Dosimetric study on photon optimization algorithm and progressive resolution optimization algorithm in volumetric modulated arc therapy plan for nasopharyngeal carcinoma(PDF)
《中国医学物理学杂志》[ISSN:1005-202X/CN:44-1351/R]
- Issue:
- 2019年第8期
- Page:
- 872-876
- Research Field:
- 医学放射物理
- Publishing date:
Info
- Title:
- Dosimetric study on photon optimization algorithm and progressive resolution optimization algorithm in volumetric modulated arc therapy plan for nasopharyngeal carcinoma
- Author(s):
- LIU Zhibin; SHI Jinping; ZHANG Liwen; XIE Qiuying; TENG Jianjian; LI Yinghui
- Department of Radiation Oncology, Cancer Center, the First People’s Hospital of Foshan (Affiliated Foshan Hospital of Sun Yat-sen University), Foshan 528000, China
- Keywords:
- Keywords: nasopharyngeal carcinoma; volumetric modulated arc therapy; photon optimization algorithm; progressive resolution optimization; dosimetric analysis
- PACS:
- R811.1;R739.6;R312
- DOI:
- DOI:10.3969/j.issn.1005-202X.2019.08.002
- Abstract:
- Abstract: Objective To compare the dosimetric differences between photon optimization (PO) algorithm and progressive resolution optimization (PRO) algorithm of Eclipse planning system in volumetric modulated arc therapy plan for nasopharyngeal carcinoma. Methods The CT images of 20 patients who were treated with radiotherapy for nasopharyngeal carcinoma were imported into the planning system, and then target areas and organs-at-risk were delineated. Two different RapidArc plans were generated with different algorithm, namely PO algorithm and PRO algorithm. The dosimetric distributions, monitor units, gamma passing rates and optimization time of the two kinds for treatment plans were compared. Results No significant difference was found between PO plan and PRO plan in the D2%, Dmean, D98%, target coverage, conformity index and homogeneity index of PGTVnx (P>0.05). However, the D98% and Dmean of PGTVnd, PTV1 and PTV2 in PO plan were higher than those in PRO plan (P<0.05).
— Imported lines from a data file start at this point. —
PR #290, opened 2019-05-16
Impl recursive rm

SemenchenkoVitaliy:
Info: https://github.com/metarhia/filestorage/pull/12#discussion_r283781232

### DIFF
--- a/lib/fs.js
+++ b/lib/fs.js
@@ -1,13 +1,15 @@
 'use strict';
 
 const fs = require('fs');
-const path = require('path');
+const pathModule = require('path');
+const util = require('util');
+const { iter } = require('./iterator');
 const MKDIRP_DEFAULT_MODE = 0o777;
 
 const mkdir = (dir, mode, cb) => {
   fs.access(dir, fs.constants.F_OK, err => {
     if (err && err.code === 'ENOENT') {
-      mkdir(path.dirname(dir), mode, err => {
+      mkdir(pathModule.dirname(dir), mode, err => {
         if (err) cb(err);
         else fs.mkdir(dir, mode, cb);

There was no statistical difference between two plans in the doses of bilateral lenses, bilateral parotid glands, bilateral temporal lobes and bilateral optic nerves (P>0.05). Compared with those in PO plan, the D1% and Dmean of brainstem, D1% of spinal cord and Dmean of larynx were lower in PRO plan, with statistical differences (P<0.05). The gamma passing rates of both two plans met treatment requirements, and the gamma passing rates (3 mm/3% and 2 mm/3%) of PO were (99.13±0.81)% and (97.77±1.31)%, respectively, superior to (98.62±0.84)% and (96.84±1.31)% of PRO plan. Moreover, the average monitor units of PRO plan were increased to 1.13 times of that of PO plan (P=0.000), and the average optimization time was 1.66 times of that of PO plan (P=0.000). Conclusion Both of PO plan and PRO plan can qualify clinical requirements. PO plan is advantageous in the dose distribution of target area, but PRO plan has more advantages in the protection of brainstem, spinal cord and larynx. PO algorithm is recommended for volumetric modulated arc therapy plan for nasopharyngeal carcinoma, because the plan generated by PO algorithm can greatly reduce monitor units and shorten optimization time.